AI ethics is complex because it's not one-size-fits-all. It requires nuance, context, and thoughtful decision-making.



The best we can do is educate ourselves about the challenges, understand the frameworks available, and make intentional choices, not just hope for the best.


Okay. With that said... let's get started. 


The $100 Million Lesson Amazon Had to Learn the Hard Way



In 2014, Amazon had a problem.


They were hiring thousands of people every year. Recruiters were drowning in resumes. The hiring process was slow, inconsistent, and expensive.


So they did what tech companies do: they built an AI to solve it.


The goal was simple: Feed the AI ten years of resumes from successful Amazon employees. Let it learn what "good" looks like. Then use it to automatically screen new applicants and rank them from best to worst.


The team behind it? World-class ML engineers. People who'd built recommendation systems that worked for millions of products.


The resources? Basically unlimited. This was Amazon.
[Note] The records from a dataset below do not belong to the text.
PR #1269, opened 2020-07-03
Katelem247 patch 1

katelem247:
This update replaces the high tone accent (which is not required) by a more frequently used punctuation (the hyphen-dash). It also changes the backspace behaviour for "ch, sh, n̄."


keyman-server:

LornaSIL:
When a keyboard is updated, the version number must also be updated. Also, the copyright date should not be changed to 2020, it should be extended from the initial date..so you should have `2019-2020`. Thus, you will need to change:
* HISTORY.md - please add the new version and date and describe what you changed. Something like this:
```
1.1 (2020-07-07)
----------------
* Removed dot under e (or whatever your change is)
* Changed backspace behavior for ch, sh, n̄
```
* README.md - Change copyright (`2019-2020`) and version (`1.1`)
* LICENSE.md - Change copyright (`2019-2020`) 
* readme.htm - Change version (`1.1`)
* welcome.htm - Do you need to change the documentation for the changes you made for high tone?
* obolo_chwerty.kmn
   * Change copyright (`2019-2020`)
   * Also, the version was never set for the .kmn file before. That was a mistake! Please make sure in the Details tab to put "1.1" in the Keyboard version field.
* obolo_chwerty.kps - In Details tab, change copyright (`2019-2020`) 

I don't really understand these two rules.
```
+ [CTRL SHIFT K_C] > 'cC' c for desktop
+ [CTRL SHIFT K_X] > 'xX'
```
Do you really want them to output both "cC" or should you write two rules, one to output the "c" and another to output "C"?

katelem247:
@LornaSIL, I've addressed all those issues you raised.
Done. Please cross-check.

katelem247:
Thank you @LornaSIL

PR #1272, opened 2020-07-04
cabecar upload july 4

victoriaq22:
minor fixes updated, including capitalization errors.  Needs further user testing before all documentation is finalized.


keyman-server:

DavidLRowe:
For the physical keyboard
(1) You may want to make the { key, that is [SHIFT K_LBRKT], also work as the acute deadkey. In that case, include a rule:
```
+ [SHIFT K_LBRKT] > dk(highTone)
```
In that case, you'll need to update the OSK (see next item).

Alternatively, if you want this key to really produce nothing, include a rule that says:
```
+ [SHIFT K_LBRKT] > nul
```

(2) The on screen keyboard (OSK) needs to be updated (using the "On-Screen" tab in Keyman Developer). Currently:
```
the ` key is blank, but produces "|"
the [ key is blank, but is the acute deadkey
the ' key is blank, but is the dieresis deadkey
the / key is blank, but is the underline deadkey
the { key is blank, but produces "{"
the " key is blank, but is the dieresis plus acute deadkey
the ? key is blank, but is the underline plus acute deadkey
```
Note that what you put on the OSK is for display and doesn't affect what the keyboard actually produces.

For the five deadkeys (or six, if you decide to include SHIFT K_LBRKT), if would be helpful to put something on the OSK. Some people like to include a dotted circle (◌ U+25CC) and then add the diacritic(s).

You may need to update the keyboard images used by the help file.

(3) Currently you have the "@" as the only key on the Ctrl+Alt layer. Would you want to move that to the Alt layer? If you do, be sure to update the OSK as well. If you leave the key on the Ctrl+Alt layer, it would be helpful to document that (eventually).

Touch keyboard:
(1) On the "shift" layer, the key with "." produces ":" -- that will need to be corrected.

(2) On the "numeric" layer, the keys with "." and "¿" have "«", "<", "{" and "»", ">", "}" as longpress keys. Do you need the "«" and "»" keys? If not you could eliminate all these longpress keys, since the "<", "{", ">" and "}" appear on the "symbol" layer. (In the model keyboard that Keyman Developer provides, these grouping symbols are longpress keys on "[" and "]", so people can think to find them. It's a bit odd to have the grouping longpress keys on non-grouping characters, but it's not incorrect.)

(3) On the "symbol" layer, the "}" key produces "¨" and the "€" key produces "¬" -- these will need to be corrected.

Eventually (before moving to "release") you'll want to harmonize the information in the welcome.htm file and the cabecar.php file. (The first is bundled with the keyboard and available offline. The second is the source for the online help for the keyboard.)

DavidLRowe:
Your changes all look good, except the "." on the shift layer of the touch layout and the longpress "," key on that "." key don't output the correct characters. "." produces ":" and "," produces ".".

With those corrections, this pull request should be ready.

DavidLRowe:
@victoriaq22 with those changes this revised keyboard should now be available. It's still in the experimental section. When you finalize the documentation (as well as any changes to the keyboard itself) you can move it to the release section.

PR #1273, opened 2020-07-05
GFF Gurage 0.7 Beta 1

dyacob:
A letter frequency based Keyboard for Gurage orthography.

Note that the Keyman web based touch debugger doesn't compose syllables correctly.  This is the same issue found with recent touch updates for Tigrinya-ET, that this touch layout is derived from.  The problem isn't present once installed on a mobile phone.


keyman-server:

LornaSIL:
@dyacob it looks like you have some conflicting files. Did you do a pull before you made these changes? I see I made changes a month ago when I updated the htm files to work on Linux. In HISTORY.md I did put the wrong date though! You can fix that when you fix the conflicts.

dyacob:
thanks @LornaSIL , I _really_ thought I had synched earlier but apparently it didn't get into this branch.  I _think_ its  all up to date now.

LornaSIL:
* In the README.md can you add web and mobile to platforms?
* In the .kps 
   * you should add this file: `gff_gurage.js`
   * At this point you must include the `-Ethi` in the BCP47 tag. This is because IANA (language-subtag-registry) doesn't have "suppress script"
* I tested most of the main keycaps in the touch layout and some of the longpress keys. They seem to work fine. Unfortunately (for you) we are currently requiring that the globe (*Menu*) key be to the left of the space on each layer (not on a longpress). We don't want people to not be able to switch keyboards which can happen on some systems (like ios maybe?). It would easily fit on the two punctuation layers. For the non-gurage layer you may need to put the K_LOWER on the K_NUMERIC as a longpress to make room for the globe key. (If any of your other layouts have hidden the globe key, we'll require this change when you update the keyboard).

I think that's it.

dyacob:
README.md and .kps changes are made.  The Globe/*Menu* button is now on each layer.  Long presses added to the layer-shifting button.

PR #1274, opened 2020-07-06
[tamajaq_unicode] Tamajaq-Unicode keyboard

MakaraSok:
This package was created based on an existing .kmx devised by Christian Grandouiller. 

Added features:
- support any platforms
- OSK
- touch layout


LornaSIL:
I don't really like having "Unicode" in keyboard names since all keyboards
should be Unicode.  It might be worth including "Latin" in the name since
the language group also uses the Tifinagh script.

Also, the php header says "haroi".
I didn't look at anything else.

MakaraSok:
Thank for your comment. The keyboard name is adopted from its original version. I will ask the author whether or not the word Unicode can be dropped.

The php is now fixed. I didn't replace the name with the right. Thank you for catching that.

LornaSIL:
I consider the words "Keyboard" and "Unicode" to be unacceptable in a keyboard name, so you will need to convince him to drop the word "Unicode" and possibly use a word like "Latin" to distinguish it from other keyboards.

LornaSIL:
There's another keyboard in our repo called "Tawallammat Tifinagh (SIL)". It's for the same language. You might ask if it would be appropriate to call it "Tawallammat Latin". That would make it more clear which Tamajaq language this is for.

For the readme.htm file I think the text you used in README.md, keyboard_info and welcome.htm would be more helpful to people: "This keyboard covers all posible characters needed to type Tamajaq language for Latin orthography. Additional characters have been added to avoid having to switch keyboard to French or English while typing. "

Either the documentation or the keyboard is wrong for the "g" with dot below. It has a dot below in the documentation, but a dot above in the keyboard. The capital "G" has a dot below.

There's a similar issue with the "j".The keyboard puts a dot above (and since the dot on the "j" disappears it looks like a standard j). The capital "J" has a dot below.

On the touch layout, numeric layer, the longpress for ‹ and › you'll need to change the rule for "<", ">", "{" and "}" to output what's on the keycap.

Because this keyboard is so heavily reliant on ```. , / : ; ^ ` ~``` you may wish to consider putting a longpress key to the right of the spacebar that has those keys on it. Put that on both the default and shift layers so that it's always accessible. I found switching layers to find the right key rather irritating.

Another possibility would be to do away with those keys on the mobile layout and put all the special characters on the longpress keys (so K_C would have the longpress produce c with cedilla, and K_J would have the longpress produce the j with dot, etc). It's more work, but it might be most useful to the people.

One last thing, the desktop keyboard has the ability to produce curly quotes ( “ ” ‘ ’) not just the angle quotes (« » ‹ ›). Those could be added to the longpress keys on the numeric layer where you have angle quotes.

I think that's everything.

MakaraSok:
Thank you for the feedback/suggestions, Lorna. It took a while to get through to the author and making changes to this keyboard. Please see my responses underneath each relevant quot below.

> There's another keyboard in our repo called "Tawallammat Tifinagh (SIL)". It's for the same language. You might ask if it would be appropriate to call it "Tawallammat Latin". That would make it more clear which Tamajaq language this is for.
> 

The name has been changed as suggested with the agreement from the keyboard author per email exchange.

> For the readme.htm file I think the text you used in README.md, keyboard_info and welcome.htm would be more helpful to people: "This keyboard covers all posible characters needed to type Tamajaq language for Latin orthography. Additional characters have been added to avoid having to switch keyboard to French or English while typing. "
> 

Done.

> Either the documentation or the keyboard is wrong for the "g" with dot below. It has a dot below in the documentation, but a dot above in the keyboard. The capital "G" has a dot below.
> 
> There's a similar issue with the "j".The keyboard puts a dot above (and since the dot on the "j" disappears it looks like a standard j). The capital "J" has a dot below.
> 

This was done on purpose at the time the keyboard was developed. The author is aware of this inconsistency.

> On the touch layout, numeric layer, the longpress for ‹ and › you'll need to change the rule for "<", ">", "{" and "}" to output what's on the keycap.
> 

Done. 

> Because this keyboard is so heavily reliant on `` . , / : ; ^ ` ~ `` you may wish to consider putting a longpress key to the right of the spacebar that has those keys on it. Put that on both the default and shift layers so that it's always accessible. I found switching layers to find the right key rather irritating.
> 

Done. 

> Another possibility would be to do away with those keys on the mobile layout and put all the special characters on the longpress keys (so K_C would have the longpress produce c with cedilla, and K_J would have the longpress produce the j with dot, etc). It's more work, but it might be most useful to the people.
> 

I do not know how to get a key to output two or three characters on a longpress key.

> One last thing, the desktop keyboard has the ability to produce curly quotes ( “ ” ‘ ’) not just the angle quotes (« » ‹ ›). Those could be added to the longpress keys on the numeric layer where you have angle quotes.

These can be output using a combination of a comma and the angle bracket.
image

LornaSIL:
For future reference, you can add a longpress key, then change the "code" to something like `T_0067_0307`

Then write a rule in your .kmn file such as:
` + [T_0067_0307]` > U+00067 U+0307`
This outputs the g with a dot above.

DavidLRowe:
There's also a feature request (https://github.com/keymanapp/keyman/issues/2858) to allow U_xxxx_yyyy to output two characters, but no immediate plans for implementing that.

PR #1279, opened 2020-07-10
GFF Gurage 0.7 Beta 2

dyacob:
* Fixed some 2nd layer compositions that could not be tested in the web based debugger.


keyman-server:

PR #2503, opened 2023-12-15
[laz] Commit renamed folder/files for okandale

LornaSIL:
Mostly I just renamed the filenames, but I did have to fix a few of the touch layout rules as well as the desktop rules for producing ")".
Also, added a bit of documentation in the welcome.htm file and added a help fil.


okandale:
Hi Lorna, you asked me to change the region code to lzz instead of lzz-tr. I am happy to change it but I'm unable to see the region code option inside keyman developer. It only appears when creating a new project, so I am also not able to see which files were labelled as lzz instead of lzz-tr.

Thank you for your help!

LornaSIL:
@okandale this PR uses just `lzz` so once it's approved it will be available. That means your lexical model should just use `lzz`.

DavidLRowe (approved):

LornaSIL:
I've submitted a new PR on your behalf: https://github.com/keymanapp/keyboards/pull/2508

For the future you should get set up to be able to pull changes so you have the most up-to-date files. Then, if we have to edit the keyboard you can still get the updated files and continue further development. Start here:
https://help.keyman.com/developer/keyboards/github/
Then if you have questions you can use our [community site](https://community.software.sil.org/c/keyman/19) to get assistance.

The timeline? They spent years perfecting this system.


The result?


It systematically discriminated against women.

 

How It Happened


Here's what the AI learned:


Amazon's tech workforce was predominantly male (like most of tech in the 2000s-2010s).


So the AI looked at ten years of resumes from "successful" Amazon employees and noticed a pattern:


→ Most successful employees were men
→ Men's resumes had certain language patterns
→ Men's resumes included certain experiences
→ Women's resumes looked different

 

The AI concluded: Resumes that look like men's resumes = good. Resumes that look like women's resumes = bad.

 

It started penalizing resumes that included:

 


  • The word "women's" (as in "women's chess club captain")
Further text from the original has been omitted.